We recently demonstrated that BAT in mice can be activated by intracerebroventricular administration of several peptides derived from the proglucagon gene. GLP-1, oxyntomodulin (OXM), and glucagon all induce both SNS activity and increased BAT temperature in vivo. OXM binds to both the GLP-1 and glucagon receptors (GLP-1R and GCGR, respectively), and it appears to exert its thermogenic actions through the GLP-1R as it was unable to affect BAT temperature or molecular markers of altered BAT metabolism in GLP-1R knockout mice.12 This is in agreement with other reports suggesting that central GLP-1Rs mediate adipocyte metabolism and inhibit triglyceride storage in white fat depots,50 indicating that central GLP-1R may promote a catabolic state in adipose tissue via the SNS. Importantly, GLP-1R knockout mice are not sensitive to cold exposure, so this pathway is not critical for temperature regulation.12 Whether both circulating and centrally produced GLP-1 contribute to the control of BAT activity remains unknown. GLP-1 levels rise postprandially, so it is possible that this pathway may be involved in adaptive or diet induced thermogenesis as a defense against excessive weight gain. Interestingly, a rodent model with increased circulating levels of active GLP-1, namely the Dpp4−/− mouse, has increased energy expenditure and higher UCP-1 expression in BAT compared with their wild-type counterparts.51 On the other hand, preproglucagon gene expression in the brainstem positively correlates with the degree of obesity induced by high fat feeding in rats,52 which opens the possibility of a role of centrally produced GLP-1 in the control of diet-induced thermogenesis. The specific neuronal pathways that subserve proglucagon-derived peptide induction of thermogenesis remain to be elucidated. GLP-1R is expressed in POMC neurons within the Arcuate nucleus of the hypothalamus,53 which suggests that the melanocortin pathway may be involved in the control of BAT by GLP-1. Additionally, GLP-1R is expressed in hypothalamic nuclei that play a critical role in the control of thermoregulation, such as the dorsomedial nucleus (DMN) and the medial preoptic area (MPOA).54 Given that these areas receive projections from brainstem proglucagon neurons,55 it is possible that neurally derived GLP-1 plays a direct role in the control of BAT activity by the brain.

Conclusion

BAT thermogenesis vitally important for small rodents for thermoregulation and its importance in body weight regulation in these animals has been demonstrated in a laboratory setting. The possibility that it may also be important in human body weight control, and that it may be amenable to pharmacological manipulation for weight management, is attractive, but as yet undemonstrated. Drugs targeting the GLP-1 system, either in the form of long acting agonists or agents which inhibit the degrading enzyme DPP-IV, are already widely prescribed for their incretin properties to treat type 2 diabetes. In particular, the long acting agonists are able to induce weight loss separate from their effects on glycemic control,56 and it would be most interesting to know if these patients had increased BAT activation.

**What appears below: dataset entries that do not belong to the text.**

PR #2106, opened 2017-04-14
DCOS-15162: Remove old service plan code

jfurrow:
This PR just removes all of the old old service upgrade code from the codebase. I thought there was more, but it looks like we removed it a while ago. :fire:

**Checklist**


weblancaster:
LGTM 👍

mlunoe:
Clean slate! ⛵️ when you have rebased and tests pass 💪

PR #2108, opened 2017-04-17
DCOS-15164: Add #isSDKService to ServiceUtil

jfurrow:
This PR adds a method to `ServiceUtil` to determine when a service is an SDK service. It does this by checking for the existence of the label `DCOS_COMMONS_API_VERSION`.

cc @mlunoe 

**Checklist**


Poltergeist:
LGTM Let's merge this.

The first step in realizing the possibility of obesity therapeutics which utilize increased BAT thermogenesis to effect weight loss is a firm physiological understanding of BAT function and regulation. There is much exciting work being done to this end, and although there is much still to be done both in basic physiology and in translation to the human situation, it is a possibility which burns brightly.

Disclosure of Potential Conflicts of Interest

DPT has a collaborative association with Roche Research Laboratories pertaining to peptide-based therapeutics in metabolism; SHL, AS, and BJO have no conflicts to declare.